> [Task requirements] Your answer must be an exact repetition of every record.

> [Data]
BEGIN
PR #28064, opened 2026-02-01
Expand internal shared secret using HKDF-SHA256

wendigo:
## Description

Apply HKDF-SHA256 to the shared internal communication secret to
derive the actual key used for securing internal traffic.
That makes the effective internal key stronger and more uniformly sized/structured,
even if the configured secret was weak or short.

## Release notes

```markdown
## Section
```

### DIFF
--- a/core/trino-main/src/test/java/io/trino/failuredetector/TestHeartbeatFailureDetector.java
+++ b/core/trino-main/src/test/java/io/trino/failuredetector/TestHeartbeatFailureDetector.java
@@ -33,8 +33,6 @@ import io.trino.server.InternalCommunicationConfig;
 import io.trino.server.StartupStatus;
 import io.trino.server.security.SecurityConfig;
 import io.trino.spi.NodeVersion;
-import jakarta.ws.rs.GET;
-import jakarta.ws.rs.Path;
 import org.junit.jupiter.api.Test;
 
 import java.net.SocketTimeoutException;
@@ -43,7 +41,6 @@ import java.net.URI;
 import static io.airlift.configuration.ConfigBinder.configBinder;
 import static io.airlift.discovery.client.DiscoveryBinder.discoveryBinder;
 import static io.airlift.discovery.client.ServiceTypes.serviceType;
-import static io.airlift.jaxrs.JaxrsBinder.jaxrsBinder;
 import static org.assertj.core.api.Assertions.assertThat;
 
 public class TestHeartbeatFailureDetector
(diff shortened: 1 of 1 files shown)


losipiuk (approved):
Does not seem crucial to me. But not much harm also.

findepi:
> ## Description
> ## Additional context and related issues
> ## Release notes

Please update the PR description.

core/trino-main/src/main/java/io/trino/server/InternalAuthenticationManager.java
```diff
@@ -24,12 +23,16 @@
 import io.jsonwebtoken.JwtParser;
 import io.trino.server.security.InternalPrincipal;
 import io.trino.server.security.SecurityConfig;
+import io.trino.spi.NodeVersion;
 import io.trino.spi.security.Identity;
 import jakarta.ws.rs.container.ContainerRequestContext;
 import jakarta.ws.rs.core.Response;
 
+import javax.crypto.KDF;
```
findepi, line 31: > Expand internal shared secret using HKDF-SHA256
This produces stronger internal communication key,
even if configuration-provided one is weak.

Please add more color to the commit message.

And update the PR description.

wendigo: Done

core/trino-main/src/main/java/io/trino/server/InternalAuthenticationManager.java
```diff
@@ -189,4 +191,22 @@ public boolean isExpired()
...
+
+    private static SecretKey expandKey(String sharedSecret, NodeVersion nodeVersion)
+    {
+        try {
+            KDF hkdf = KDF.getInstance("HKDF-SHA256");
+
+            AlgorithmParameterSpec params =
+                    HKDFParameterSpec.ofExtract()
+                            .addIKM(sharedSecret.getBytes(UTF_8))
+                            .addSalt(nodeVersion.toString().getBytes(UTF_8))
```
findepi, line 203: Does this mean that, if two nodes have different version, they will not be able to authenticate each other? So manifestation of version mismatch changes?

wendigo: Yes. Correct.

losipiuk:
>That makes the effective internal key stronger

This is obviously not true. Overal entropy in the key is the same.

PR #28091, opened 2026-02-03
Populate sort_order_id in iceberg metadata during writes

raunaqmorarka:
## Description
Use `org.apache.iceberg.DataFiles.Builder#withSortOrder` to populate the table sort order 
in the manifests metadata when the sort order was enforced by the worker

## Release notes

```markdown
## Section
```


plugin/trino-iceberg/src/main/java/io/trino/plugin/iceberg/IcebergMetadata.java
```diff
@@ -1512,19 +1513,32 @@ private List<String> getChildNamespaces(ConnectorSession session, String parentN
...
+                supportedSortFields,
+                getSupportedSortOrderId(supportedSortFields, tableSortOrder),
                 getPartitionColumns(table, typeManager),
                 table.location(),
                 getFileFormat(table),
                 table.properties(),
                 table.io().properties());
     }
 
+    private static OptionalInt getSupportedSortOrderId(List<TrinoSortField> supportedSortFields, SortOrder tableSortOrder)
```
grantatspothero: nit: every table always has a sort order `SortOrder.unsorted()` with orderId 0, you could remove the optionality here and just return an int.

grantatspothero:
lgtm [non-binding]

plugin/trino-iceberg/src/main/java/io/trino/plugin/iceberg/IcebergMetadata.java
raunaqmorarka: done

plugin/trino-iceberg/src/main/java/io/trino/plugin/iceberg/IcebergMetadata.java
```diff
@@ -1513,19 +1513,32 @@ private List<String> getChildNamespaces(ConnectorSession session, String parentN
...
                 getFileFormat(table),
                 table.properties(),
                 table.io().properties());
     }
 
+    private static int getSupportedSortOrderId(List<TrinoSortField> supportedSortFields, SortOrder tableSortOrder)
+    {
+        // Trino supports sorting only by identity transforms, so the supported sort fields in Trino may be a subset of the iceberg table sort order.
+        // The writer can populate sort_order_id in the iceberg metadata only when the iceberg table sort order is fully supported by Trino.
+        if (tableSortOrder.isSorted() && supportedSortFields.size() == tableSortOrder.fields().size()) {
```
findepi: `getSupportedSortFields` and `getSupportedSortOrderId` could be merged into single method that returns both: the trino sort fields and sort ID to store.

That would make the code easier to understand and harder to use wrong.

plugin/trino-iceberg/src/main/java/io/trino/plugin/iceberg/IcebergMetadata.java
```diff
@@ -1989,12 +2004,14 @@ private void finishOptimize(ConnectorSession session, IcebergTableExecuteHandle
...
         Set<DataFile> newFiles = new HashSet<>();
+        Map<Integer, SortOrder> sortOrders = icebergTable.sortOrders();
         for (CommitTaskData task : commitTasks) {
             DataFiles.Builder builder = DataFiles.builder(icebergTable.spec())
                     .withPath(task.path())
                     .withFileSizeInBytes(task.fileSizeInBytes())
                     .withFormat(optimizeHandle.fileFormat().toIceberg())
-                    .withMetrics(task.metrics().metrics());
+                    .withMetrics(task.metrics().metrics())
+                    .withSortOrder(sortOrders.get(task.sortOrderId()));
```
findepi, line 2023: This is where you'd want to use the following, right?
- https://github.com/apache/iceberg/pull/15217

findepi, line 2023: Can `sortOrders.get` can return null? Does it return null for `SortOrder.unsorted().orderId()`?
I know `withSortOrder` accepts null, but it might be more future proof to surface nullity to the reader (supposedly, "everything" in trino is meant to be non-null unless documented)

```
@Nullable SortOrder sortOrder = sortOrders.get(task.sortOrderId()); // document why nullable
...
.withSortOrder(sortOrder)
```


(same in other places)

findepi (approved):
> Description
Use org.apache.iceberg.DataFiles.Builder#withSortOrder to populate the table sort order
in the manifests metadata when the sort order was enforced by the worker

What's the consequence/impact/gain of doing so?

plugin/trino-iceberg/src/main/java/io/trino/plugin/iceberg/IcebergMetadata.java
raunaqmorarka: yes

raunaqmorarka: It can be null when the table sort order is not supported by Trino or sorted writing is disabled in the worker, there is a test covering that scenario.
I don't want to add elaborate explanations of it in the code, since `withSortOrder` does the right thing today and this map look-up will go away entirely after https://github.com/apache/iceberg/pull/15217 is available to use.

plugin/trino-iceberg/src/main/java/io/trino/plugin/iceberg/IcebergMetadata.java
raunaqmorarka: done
END
> [Written response]
PR #28064, opened 2026-02-01
Expand internal shared secret using HKDF-SHA256

wendigo:
## Description

Apply HKDF-SHA256 to the shared internal communication secret to
derive the actual key used for securing internal traffic.
That makes the effective internal key stronger and more uniformly sized/structured,
even if the configured secret was weak or short.

## Release notes

```markdown
## Section
```

### DIFF
--- a/core/trino-main/src/test/java/io/trino/failuredetector/TestHeartbeatFailureDetector.java
+++ b/core/trino-main/src/test/java/io/trino/failuredetector/TestHeartbeatFailureDetector.java
@@ -33,8 +33,6 @@ import io.trino.server.InternalCommunicationConfig;
 import io.trino.server.StartupStatus;
 import io.trino.server.security.SecurityConfig;
 import io.trino.spi.NodeVersion;
-import jakarta.ws.rs.GET;
-import jakarta.ws.rs.Path;
 import org.junit.jupiter.api.Test;
 
 import java.net.SocketTimeoutException;
@@ -43,7 +41,6 @@ import java.net.URI;
 import static io.airlift.configuration.ConfigBinder.configBinder;
 import static io.airlift.discovery.client.DiscoveryBinder.discoveryBinder;
 import static io.airlift.discovery.client.ServiceTypes.serviceType;
-import static io.airlift.jaxrs.JaxrsBinder.jaxrsBinder;
 import static org.assertj.core.api.Assertions.assertThat;
 
 public class TestHeartbeatFailureDetector
(diff shortened: 1 of 1 files shown)


losipiuk (approved):
Does not seem crucial to me. But not much harm also.

findepi:
> ## Description
> ## Additional context and related issues
> ## Release notes

Please update the PR description.

core/trino-main/src/main/java/io/trino/server/InternalAuthenticationManager.java
```diff
@@ -24,12 +23,16 @@
 import io.jsonwebtoken.JwtParser;
 import io.trino.server.security.InternalPrincipal;
 import io.trino.server.security.SecurityConfig;
+import io.trino.spi.NodeVersion;
 import io.trino.spi.security.Identity;
 import jakarta.ws.rs.container.ContainerRequestContext;
 import jakarta.ws.rs.core.Response;
 
+import javax.crypto.KDF;
```
findepi, line 31: > Expand internal shared secret using HKDF-SHA256
This produces stronger internal communication key,
even if configuration-provided one is weak.

Please add more color to the commit message.

And update the PR description.

wendigo: Done

core/trino-main/src/main/java/io/trino/server/InternalAuthenticationManager.java
```diff
@@ -189,4 +191,22 @@ public boolean isExpired()
...
+
+    private static SecretKey expandKey(String sharedSecret, NodeVersion nodeVersion)
+    {
+        try {
+            KDF hkdf = KDF.getInstance("HKDF-SHA256");
+
+            AlgorithmParameterSpec params =
+                    HKDFParameterSpec.ofExtract()
+                            .addIKM(sharedSecret.getBytes(UTF_8))
+                            .addSalt(nodeVersion.toString().getBytes(UTF_8))
```
findepi, line 203: Does this mean that, if two nodes have different version, they will not be able to authenticate each other? So manifestation of version mismatch changes?

wendigo: Yes. Correct.

losipiuk:
>That makes the effective internal key stronger

This is obviously not true. Overal entropy in the key is the same.

PR #28091, opened 2026-02-03
Populate sort_order_id in iceberg metadata during writes

raunaqmorarka:
## Description
Use `org.apache.iceberg.DataFiles.Builder#withSortOrder` to populate the table sort order 
in the manifests metadata when the sort order was enforced by the worker

## Release notes

```markdown
## Section
```


plugin/trino-iceberg/src/main/java/io/trino/plugin/iceberg/IcebergMetadata.java
```diff
@@ -1512,19 +1513,32 @@ private List<String> getChildNamespaces(ConnectorSession session, String parentN
...
+                supportedSortFields,
+                getSupportedSortOrderId(supportedSortFields, tableSortOrder),
                 getPartitionColumns(table, typeManager),
                 table.location(),
                 getFileFormat(table),
                 table.properties(),
                 table.io().properties());
     }
 
+    private static OptionalInt getSupportedSortOrderId(List<TrinoSortField> supportedSortFields, SortOrder tableSortOrder)
```
grantatspothero: nit: every table always has a sort order `SortOrder.unsorted()` with orderId 0, you could remove the optionality here and just return an int.

grantatspothero:
lgtm [non-binding]

plugin/trino-iceberg/src/main/java/io/trino/plugin/iceberg/IcebergMetadata.java
raunaqmorarka: done

plugin/trino-iceberg/src/main/java/io/trino/plugin/iceberg/IcebergMetadata.java
```diff
@@ -1513,19 +1513,32 @@ private List<String> getChildNamespaces(ConnectorSession session, String parentN
...
                 getFileFormat(table),
                 table.properties(),
                 table.io().properties());
     }
 
+    private static int getSupportedSortOrderId(List<TrinoSortField> supportedSortFields, SortOrder tableSortOrder)
+    {
+        // Trino supports sorting only by identity transforms, so the supported sort fields in Trino may be a subset of the iceberg table sort order.
+        // The writer can populate sort_order_id in the iceberg metadata only when the iceberg table sort order is fully supported by Trino.
+        if (tableSortOrder.isSorted() && supportedSortFields.size() == tableSortOrder.fields().size()) {
```
findepi: `getSupportedSortFields` and `getSupportedSortOrderId` could be merged into single method that returns both: the trino sort fields and sort ID to store.

That would make the code easier to understand and harder to use wrong.

plugin/trino-iceberg/src/main/java/io/trino/plugin/iceberg/IcebergMetadata.java
```diff
@@ -1989,12 +2004,14 @@ private void finishOptimize(ConnectorSession session, IcebergTableExecuteHandle
...
         Set<DataFile> newFiles = new HashSet<>();
+        Map<Integer, SortOrder> sortOrders = icebergTable.sortOrders();
         for (CommitTaskData task : commitTasks) {
             DataFiles.Builder builder = DataFiles.builder(icebergTable.spec())
                     .withPath(task.path())
                     .withFileSizeInBytes(task.fileSizeInBytes())
                     .withFormat(optimizeHandle.fileFormat().toIceberg())
-                    .withMetrics(task.metrics().metrics());
+                    .withMetrics(task.metrics().metrics())
+                    .withSortOrder(sortOrders.get(task.sortOrderId()));
```
findepi, line 2023: This is where you'd want to use the following, right?
- https://github.com/apache/iceberg/pull/15217

findepi, line 2023: Can `sortOrders.get` can return null? Does it return null for `SortOrder.unsorted().orderId()`?
I know `withSortOrder` accepts null, but it might be more future proof to surface nullity to the reader (supposedly, "everything" in trino is meant to be non-null unless documented)

```
@Nullable SortOrder sortOrder = sortOrders.get(task.sortOrderId()); // document why nullable
...
.withSortOrder(sortOrder)
```


(same in other places)

findepi (approved):
> Description
Use org.apache.iceberg.DataFiles.Builder#withSortOrder to populate the table sort order
in the manifests metadata when the sort order was enforced by the worker

What's the consequence/impact/gain of doing so?

plugin/trino-iceberg/src/main/java/io/trino/plugin/iceberg/IcebergMetadata.java
raunaqmorarka: yes

raunaqmorarka: It can be null when the table sort order is not supported by Trino or sorted writing is disabled in the worker, there is a test covering that scenario.
I don't want to add elaborate explanations of it in the code, since `withSortOrder` does the right thing today and this map look-up will go away entirely after https://github.com/apache/iceberg/pull/15217 is available to use.

plugin/trino-iceberg/src/main/java/io/trino/plugin/iceberg/IcebergMetadata.java
raunaqmorarka: done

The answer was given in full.